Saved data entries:
□ □ □ □ □

Issue #319, opened 2023-05-25
Missing sound effect when giving "safety comment" for dropping a large amount of gold


ethanmoffat:
In the vanilla client, the sound effect `Login` (also `ServerMessage`) plays when the dialog is shown

AstralSkies:
If I remember correctly, the sound effect is applied once along with the safety message.

ethanmoffat:
You're correct, the dialog/sfx is only shown once

PR #343, opened 2024-04-20
Resolved: Missing Sound Effect on Gold Drop Warning #319

AstralSkies:
- Added "Login" sound effect to gold drop warning dialog.
- Ensured single occurrence of warning message and sound, aligning with Vanilla EO.

### DIFF
--- a/EndlessClient/Controllers/InventoryController.cs
+++ b/EndlessClient/Controllers/InventoryController.cs
@@ -23,6 +23,7 @@ using EOLib.Localization;
 using System;
 using System.Linq;
 using XNAControls;
+using System.Diagnostics;
 
 namespace EndlessClient.Controllers
 {
@@ -50,6 +51,7 @@ namespace EndlessClient.Controllers
         private readonly IEOMessageBoxFactory _eoMessageBoxFactory;
         private readonly IChatRepository _chatRepository;
         private readonly ILocalizedStringFinder _localizedStringFinder;
+        private bool _goldWarningShown = false;
 
         public InventoryController(IItemActions itemActions,
                                    IInGameDialogActions inGameDialogActions,
@@ -238,7 +240,7 @@ namespace EndlessClient.Controllers
             else if (validationResult == ItemDropResult.TooFar)
             {
                 var localizedMessage = _localizedStringFinder.GetString(EOResourceID.STATUS_LABEL_ITEM_DROP_OUT_OF_RANGE);
-                var chatData = new ChatData(ChatTab.System, "System",localizedMessage, ChatIcon.DotDotDotDot);
+                var chatData = new ChatData(ChatTab.System, "System", localizedMessage, ChatIcon.DotDotDotDot);
                 _statusLabelSetter.SetStatusLabel(EOResourceID.STATUS_LABEL_TYPE_WARNING, EOResourceID.STATUS_LABEL_ITEM_DROP_OUT_OF_RANGE);
                 _chatRepository.AllChat[ChatTab.System].Add(chatData);
             }
@@ -350,8 +352,8 @@ namespace EndlessClient.Controllers
         }
 
         private void DoItemDrop(EIFRecord itemData, InventoryItem inventoryItem, Action<int> dropAction,
-                                ItemTransferDialog.TransferType transferType = ItemTransferDialog.TransferType.DropItems,
-                                EOResourceID message = EOResourceID.DIALOG_TRANSFER_DROP)
+                         ItemTransferDialog.TransferType transferType = ItemTransferDialog.TransferType.DropItems,
+                         EOResourceID message = EOResourceID.DIALOG_TRANSFER_DROP)
         {
             if (inventoryItem.Amount > 1)
             {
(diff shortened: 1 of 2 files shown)


EndlessClient/Dialogs/Factories/ItemTransferDialogFactory.cs
```diff
@@ -44,7 +46,19 @@ public ItemTransferDialog CreateItemTransferDialog(string itemName, ItemTransfer
                 transferType,
                 totalAmount,
                 message);
-            dlg.DialogClosing += (_, _) => _sfxPlayer.PlaySfx(SoundEffectID.DialogButtonClick);
+
+            dlg.DialogClosing += (_, _) =>
```
ethanmoffat, line 50: `ItemTransferDialogFactory` shouldn't have/need any changes, the sound effect should be added to the controller where the `warningMsg` dialog is created and shown.

This class should stay generic to creating a dialog for transferring items somewhere, not have special logic for gold drop.

EndlessClient/Dialogs/Factories/ItemTransferDialogFactory.cs
```diff
@@ -44,7 +46,19 @@ public ItemTransferDialog CreateItemTransferDialog(string itemName, ItemTransfer
...
+            {
+                if (itemName == "Gold" && !_goldSoundPlayed)
```
ethanmoffat, line 52: When you move this logic to the controller, you can add the sound effect to when the "safety comment" message dialog is opened rather than when the item transfer is closed. I think that makes a bit more sense.

ethanmoffat (changes requested):

EndlessClient/Dialogs/Factories/ItemTransferDialogFactory.cs
AstralSkies: Sure, I'll do that 👍

AstralSkies:
Hi Ethan,

Quick update: the recent unusual commit history was due to my sister experimenting with Git on my project. I’ve cleaned up the history and addressed all requested changes in the latest commit (96cb547). The PR is now ready for your review again.

EndlessClient/Dialogs/Factories/ItemTransferDialogFactory.cs
```diff
@@ -44,13 +44,21 @@ public ItemTransferDialog CreateItemTransferDialog(string itemName, ItemTransfer
                 transferType,
                 totalAmount,
                 message);
-            dlg.DialogClosing += (_, _) => _sfxPlayer.PlaySfx(SoundEffectID.DialogButtonClick);
+
+            if (playDefaultSound)
```
ethanmoffat, line 48: It looks like the official client doesn't play any sound for the "ok" button. I checked "drop", "junk", "buy", and "sell". I'm good with either:

1) Only play the `DialogButtonClick` sound on "cancel" button press
2) Play `DialogButtonClick` on either button. Play `DialogButtonClick` and safety comment message together

I don't really care too much about the sounds overlapping in this case. I'd rather avoid having a branching arg in the method signature for which sound is played.

That means the options for this file are:
1) Undo all the changes, then check which button was pressed and only play the default sfx if the button is "cancel"
2) Undo all the changes and leave this file untouched

EndlessClient/Controllers/InventoryController.cs
```diff
@@ -50,6 +51,9 @@ public class InventoryController : IInventoryController
         private readonly IEOMessageBoxFactory _eoMessageBoxFactory;
         private readonly IChatRepository _chatRepository;
         private readonly ILocalizedStringFinder _localizedStringFinder;
+        private readonly ISfxPlayer _sfxPlayer;
+
+        private bool _goldWarningShown = false;
```
ethanmoffat, line 56: Now that this class contains state, you will need to change `[AutoMappedType]` to `[AutoMappedType(IsSingleton = true)]`

EndlessClient/Controllers/InventoryController.cs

□ □ □ □ □

WHAT YOU WILL DO -
Transcribe all the data word for word, as it appears above.

ANSWER SECTION -
Issue #319, opened 2023-05-25
Missing sound effect when giving "safety comment" for dropping a large amount of gold


ethanmoffat:
In the vanilla client, the sound effect `Login` (also `ServerMessage`) plays when the dialog is shown

AstralSkies:
If I remember correctly, the sound effect is applied once along with the safety message.

ethanmoffat:
You're correct, the dialog/sfx is only shown once

PR #343, opened 2024-04-20
Resolved: Missing Sound Effect on Gold Drop Warning #319

AstralSkies:
- Added "Login" sound effect to gold drop warning dialog.
- Ensured single occurrence of warning message and sound, aligning with Vanilla EO.

### DIFF
--- a/EndlessClient/Controllers/InventoryController.cs
+++ b/EndlessClient/Controllers/InventoryController.cs
@@ -23,6 +23,7 @@ using EOLib.Localization;
 using System;
 using System.Linq;
 using XNAControls;
+using System.Diagnostics;
 
 namespace EndlessClient.Controllers
 {
@@ -50,6 +51,7 @@ namespace EndlessClient.Controllers
         private readonly IEOMessageBoxFactory _eoMessageBoxFactory;
         private readonly IChatRepository _chatRepository;
         private readonly ILocalizedStringFinder _localizedStringFinder;
+        private bool _goldWarningShown = false;
 
         public InventoryController(IItemActions itemActions,
                                    IInGameDialogActions inGameDialogActions,
@@ -238,7 +240,7 @@ namespace EndlessClient.Controllers
             else if (validationResult == ItemDropResult.TooFar)
             {
                 var localizedMessage = _localizedStringFinder.GetString(EOResourceID.STATUS_LABEL_ITEM_DROP_OUT_OF_RANGE);
-                var chatData = new ChatData(ChatTab.System, "System",localizedMessage, ChatIcon.DotDotDotDot);
+                var chatData = new ChatData(ChatTab.System, "System", localizedMessage, ChatIcon.DotDotDotDot);
                 _statusLabelSetter.SetStatusLabel(EOResourceID.STATUS_LABEL_TYPE_WARNING, EOResourceID.STATUS_LABEL_ITEM_DROP_OUT_OF_RANGE);
                 _chatRepository.AllChat[ChatTab.System].Add(chatData);
             }
@@ -350,8 +352,8 @@ namespace EndlessClient.Controllers
         }
 
         private void DoItemDrop(EIFRecord itemData, InventoryItem inventoryItem, Action<int> dropAction,
-                                ItemTransferDialog.TransferType transferType = ItemTransferDialog.TransferType.DropItems,
-                                EOResourceID message = EOResourceID.DIALOG_TRANSFER_DROP)
+                         ItemTransferDialog.TransferType transferType = ItemTransferDialog.TransferType.DropItems,
+                         EOResourceID message = EOResourceID.DIALOG_TRANSFER_DROP)
         {
             if (inventoryItem.Amount > 1)
             {
(diff shortened: 1 of 2 files shown)


EndlessClient/Dialogs/Factories/ItemTransferDialogFactory.cs
```diff
@@ -44,7 +46,19 @@ public ItemTransferDialog CreateItemTransferDialog(string itemName, ItemTransfer
                 transferType,
                 totalAmount,
                 message);
-            dlg.DialogClosing += (_, _) => _sfxPlayer.PlaySfx(SoundEffectID.DialogButtonClick);
+
+            dlg.DialogClosing += (_, _) =>
```
ethanmoffat, line 50: `ItemTransferDialogFactory` shouldn't have/need any changes, the sound effect should be added to the controller where the `warningMsg` dialog is created and shown.

This class should stay generic to creating a dialog for transferring items somewhere, not have special logic for gold drop.

EndlessClient/Dialogs/Factories/ItemTransferDialogFactory.cs
```diff
@@ -44,7 +46,19 @@ public ItemTransferDialog CreateItemTransferDialog(string itemName, ItemTransfer
...
+            {
+                if (itemName == "Gold" && !_goldSoundPlayed)
```
ethanmoffat, line 52: When you move this logic to the controller, you can add the sound effect to when the "safety comment" message dialog is opened rather than when the item transfer is closed. I think that makes a bit more sense.

ethanmoffat (changes requested):

EndlessClient/Dialogs/Factories/ItemTransferDialogFactory.cs
AstralSkies: Sure, I'll do that 👍

AstralSkies:
Hi Ethan,

Quick update: the recent unusual commit history was due to my sister experimenting with Git on my project. I’ve cleaned up the history and addressed all requested changes in the latest commit (96cb547). The PR is now ready for your review again.

EndlessClient/Dialogs/Factories/ItemTransferDialogFactory.cs
```diff
@@ -44,13 +44,21 @@ public ItemTransferDialog CreateItemTransferDialog(string itemName, ItemTransfer
                 transferType,
                 totalAmount,
                 message);
-            dlg.DialogClosing += (_, _) => _sfxPlayer.PlaySfx(SoundEffectID.DialogButtonClick);
+
+            if (playDefaultSound)
```
ethanmoffat, line 48: It looks like the official client doesn't play any sound for the "ok" button. I checked "drop", "junk", "buy", and "sell". I'm good with either:

1) Only play the `DialogButtonClick` sound on "cancel" button press
2) Play `DialogButtonClick` on either button. Play `DialogButtonClick` and safety comment message together

I don't really care too much about the sounds overlapping in this case. I'd rather avoid having a branching arg in the method signature for which sound is played.

That means the options for this file are:
1) Undo all the changes, then check which button was pressed and only play the default sfx if the button is "cancel"
2) Undo all the changes and leave this file untouched

EndlessClient/Controllers/InventoryController.cs
```diff
@@ -50,6 +51,9 @@ public class InventoryController : IInventoryController
         private readonly IEOMessageBoxFactory _eoMessageBoxFactory;
         private readonly IChatRepository _chatRepository;
         private readonly ILocalizedStringFinder _localizedStringFinder;
+        private readonly ISfxPlayer _sfxPlayer;
+
+        private bool _goldWarningShown = false;
```
ethanmoffat, line 56: Now that this class contains state, you will need to change `[AutoMappedType]` to `[AutoMappedType(IsSingleton = true)]`

EndlessClient/Controllers/InventoryController.cs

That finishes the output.